◆ **WORK ITEM**
Transcribe the entries that follow, word for word.

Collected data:
%%
PR #261, opened 2018-08-15
handle ALL permanent bounces from SES

groovecoder:


routes/ses.js
```diff
@@ -1,14 +1,32 @@
...
+const express = require("express");
 
+const AppConstants = require("../app-constants");
 const {notification} = require("../controllers/ses");
 
 
 const router = express.Router();
 const textParser = bodyParser.text();
 
+function check (user, pass) {
```
pdehaan: Nit: I'd probably suggest a more descriptive name. `checkAuth()` or something maybe.

tests/test-ses.js
```diff
@@ -23,24 +29,27 @@ test("setup", async t => {
...
-  const resp = httpMocks.createResponse();
-
-  await ses.notification(req, resp);
-  t.deepEqual(resp.statusCode, 200);
-
-  subscribers = await DB.getSubscribersByHashes([getSha1(testEmail)]);
-  t.deepEqual(subscribers.length, 0);
+  const bounceSubTypes = ["General", "NoEmail", "Suppressed"];
+  for (let i=0; i < bounceSubTypes.length; i++) {
+    const testEmail = "bounce@simulator.amazonses.com";
```
pdehaan: super nit: Not sure if you want to move any of these static values outside of the loop.
Like this line, and possibly the 2 calls to `[getSha1(testEmail)]` below, which would be getting called 6x with the same value. Although I don't know how "expensive" a call to `getSha1()` is, so maybe not a huge deal to shave only a few ms off of the test run, but moving it out of the loop into `const testHashes = [getSha1(testEmail)];` would reduce it from 6 calls to 1.

```js
const bounceSubTypes = ["General", "NoEmail", "Suppressed"];
const testEmail = "bounce@simulator.amazonses.com";
const testHashes = [getSha1(testEmail)];

for (let i = 0; i < bounceSubTypes.length; i++) {
  await DB.addSubscriber(testEmail);
  let subscribers = await DB.getSubscribersByHashes(testHashes);
  t.deepEqual(subscribers.length, 1);
  // ...
  subscribers = await DB.getSubscribersByHashes(testHashes);
  t.deepEqual(subscribers.length, 0);
}
```

groovecoder:
Re-based and addressed review comments. Will merge and push to heroku. Then I'm going to start a new branch on this and repeat the routes+controllers+tests architecture for the remaining routes.

PR #262, opened 2018-08-17
fix #254: mock hibp for tests

### LINKED ISSUE #254: tests: stub out calls to HIBP API
In `test-db.js`, the `verifyEmailHash` and `addSubscriber` tests make live calls to the HIBP API. We should stub out those calls to improve the performance and isolation of the DB tests.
%%
◆ **SOLUTION**
PR #261, opened 2018-08-15
handle ALL permanent bounces from SES

groovecoder:


routes/ses.js
```diff
@@ -1,14 +1,32 @@
...
+const express = require("express");
 
+const AppConstants = require("../app-constants");
 const {notification} = require("../controllers/ses");
 
 
 const router = express.Router();
 const textParser = bodyParser.text();
 
+function check (user, pass) {
```
pdehaan: Nit: I'd probably suggest a more descriptive name. `checkAuth()` or something maybe.

tests/test-ses.js
```diff
@@ -23,24 +29,27 @@ test("setup", async t => {
...
-  const resp = httpMocks.createResponse();
-
-  await ses.notification(req, resp);
-  t.deepEqual(resp.statusCode, 200);
-
-  subscribers = await DB.getSubscribersByHashes([getSha1(testEmail)]);
-  t.deepEqual(subscribers.length, 0);
+  const bounceSubTypes = ["General", "NoEmail", "Suppressed"];
+  for (let i=0; i < bounceSubTypes.length; i++) {
+    const testEmail = "bounce@simulator.amazonses.com";
```
pdehaan: super nit: Not sure if you want to move any of these static values outside of the loop.
Like this line, and possibly the 2 calls to `[getSha1(testEmail)]` below, which would be getting called 6x with the same value. Although I don't know how "expensive" a call to `getSha1()` is, so maybe not a huge deal to shave only a few ms off of the test run, but moving it out of the loop into `const testHashes = [getSha1(testEmail)];` would reduce it from 6 calls to 1.

```js
const bounceSubTypes = ["General", "NoEmail", "Suppressed"];
const testEmail = "bounce@simulator.amazonses.com";
const testHashes = [getSha1(testEmail)];

for (let i = 0; i < bounceSubTypes.length; i++) {
  await DB.addSubscriber(testEmail);
  let subscribers = await DB.getSubscribersByHashes(testHashes);
  t.deepEqual(subscribers.length, 1);
  // ...
  subscribers = await DB.getSubscribersByHashes(testHashes);
  t.deepEqual(subscribers.length, 0);
}
```

groovecoder:
Re-based and addressed review comments. Will merge and push to heroku. Then I'm going to start a new branch on this and repeat the routes+controllers+tests architecture for the remaining routes.

PR #262, opened 2018-08-17
fix #254: mock hibp for tests

### LINKED ISSUE #254: tests: stub out calls to HIBP API
In `test-db.js`, the `verifyEmailHash` and `addSubscriber` tests make live calls to the HIBP API. We should stub out those calls to improve the performance and isolation of the DB tests.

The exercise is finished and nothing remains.